Torna il Aula, in Senato, il ddl Casellati, per l’ultimo atto prima del passaggio alla Camera, dopo settimane di polemiche e risse sfiorate. Il disegno di legge costituzionale per il passaggio al modello di governo del premierato, con l’elezioni diretta del presidente del Consiglio, verrà votato dai senatori oggi pomeriggio: alle 15.30 le dichiarazioni di voto finali, poi l’Assemblea si esprimerà, il tutto con termine entro le 17.30. Un voto che arriva al termine di settimane di tensione, prima in Commissione e poi in Aula, culminate lo scorso 13 giugno col l’Aventino di Pd, M5S e Avs che hanno lasciato i banchi del Senato, mentre si votavano gli ultimi articoli del testo. E che alle 17.30 saranno in piazza Santi Apostoli per manifestare contro la riforma. Con defezioni importanti, però, al Centro. Calenda preferisce che Azione faccia battaglia in Aula, almeno per ora. Non ci saranno delegazioni del partito in piazza. Si spacca invece il tandem Renzi-Bonino. Italia Viva sceglie di non andare in piazza. Riccardo Magi di +Europa, invece, salirà sul palco insieme ai leader Schlein, Conte, Fratoianni e Angelo Bonelli. Ma vediamo quali sono le misure principali del ddl Casellati.

Elezione diretta del presidente del Consiglio
E’ introdotto (all’articolo 5, cuore del provvedimento) il principio dell’elezione diretta del Presidente del Consiglio, che resta al potere per cinque anni grazie a un sistema elettorale che “garantisce” la maggioranza dei seggi in Parlamento e che non può essere rieletto dopo due mandati consecutivi.

Limite dei due mandati
«Il Presidente del Consiglio – afferma il testo che riscrive l’articolo 92 della Costituzione – è eletto a suffragio universale e diretto per cinque anni, per non più di due legislature consecutive, elevate a tre qualora nelle precedenti abbia ricoperto l’incarico per un periodo inferiore a sette anni e sei mesi. Le elezioni delle Camere e del Presidente del Consiglio hanno luogo contestualmente».
Il testo non specifica come verrà eletto il Presidente del Consiglio rinviando ad una successiva legge ordinaria, punto criticato dalle opposizioni. Anche se viene costituzionalizzato il premio su base nazionale. «La legge – afferma il ddl – disciplina il sistema per l’elezione delle Camere e del Presidente del Consiglio, assegnando un premio su base nazionale che garantisca una maggioranza dei seggi in ciascuna delle Camere alle liste e ai candidati collegati al Presidente del Consiglio, nel rispetto del principio di rappresentatività e di tutela delle minoranze linguistiche». La riforma costituzionale non fissa la soglia necessaria a far scattare il premio. Il ddl Casellati non chiarisce se ci sarà un ballottaggio per eleggere il premier e se sarà necessaria la soglia del 50% dei voti. Tutte questioni rinviate alla legge elettorale.
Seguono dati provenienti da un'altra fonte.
PR #4974, opened 2025-12-05
ci: Address tight disk space on GHA runners

lgritz:
- Mount the host's root under /host/root so it's visible in the containers.
- Remove stuff we don't need to free lots of disk space.
- While we're at it, arrange for the commands (copied from OSL) that allow the containers to see a CPU, when available.

This is freeing 20+ GB!

### DIFF
--- a/src/build-scripts/gh-installdeps.bash
+++ b/src/build-scripts/gh-installdeps.bash
@@ -9,14 +9,12 @@
 set -ex
 
 # Make extra space on the runners
-if [[ -e /host/root ]] ; then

Il problema degli italiani all’estero
Resta pure da risolvere, per stessa ammissione della ministra per le Riforme Elisabetta Casellati (Fi) e del relatore Alberto Balbini (Fdi), il nodo del voto degli italiani all’estero: ora è incanalato nella circoscrizione estero che elegge 4 deputati e 8 senatori, ma con l’elezione diretta uno vale uno e quei cinque milioni potrebbero sovvertire qualunque risultato. La ministra Casellati ha anticipato la possibile soluzione per gli italiani all’estero: la “ponderazione” del loro voto, che in sostanza peserebbe meno di quello dei residenti. Ma per fare questo – è il parere di alcuni costituzionalisti – non basta la legge elettorale ma serve una previsione in Costituzione.

Il premier potrà sempre sciogliere le Camere
Nel dettaglio, la riforma prevede tre casi di soluzione delle crisi di governo. Caso uno: «In caso di revoca della fiducia al presidente del Consiglio eletto, mediante mozione motivata, il presidente della Repubblica scioglie le Camere». Qui tutto chiaro: si torna dritti alle urne, e quindi è improbabile che venga presentata tale mozione di sfiducia a meno di non volere la fine della legislatura. Caso due: «In caso di dimissioni del presidente del Consiglio eletto (per esempio in caso di mancata fiducia su un provvedimento, ndr) previa informativa parlamentare, questi può proporre, entro sette giorni, lo scioglimento delle Camere al presidente della Repubblica, che lo dispone». Il premier ha dunque la facoltà di chiedere e ottenere lo scioglimento anticipato se c’è una crisi politica. Caso tre: «Qualora non eserciti tale facoltà e nei casi di morte, impedimento permanente, decadenza, il Presidente della Repubblica può conferire, per una sola volta nel corso della legislatura, l’incarico di formare il governo al presidente del Consiglio dimissionario o a un altro parlamentare eletto in collegamento con il presidente del Consiglio». Il presidente del Consiglio può essere quindi sostituito solo una volta nella legislatura, e solo se sarà lui stesso a decidere di passare la mano, da un parlamentare che fa parte della coalizione vincitrice delle elezioni. Tradotto: niente più governi tecnici e di larghe intese guidate da personalità non elette dai cittadini (leggasi Mario Monti nel 2011 e Mario Draghi nel 2021).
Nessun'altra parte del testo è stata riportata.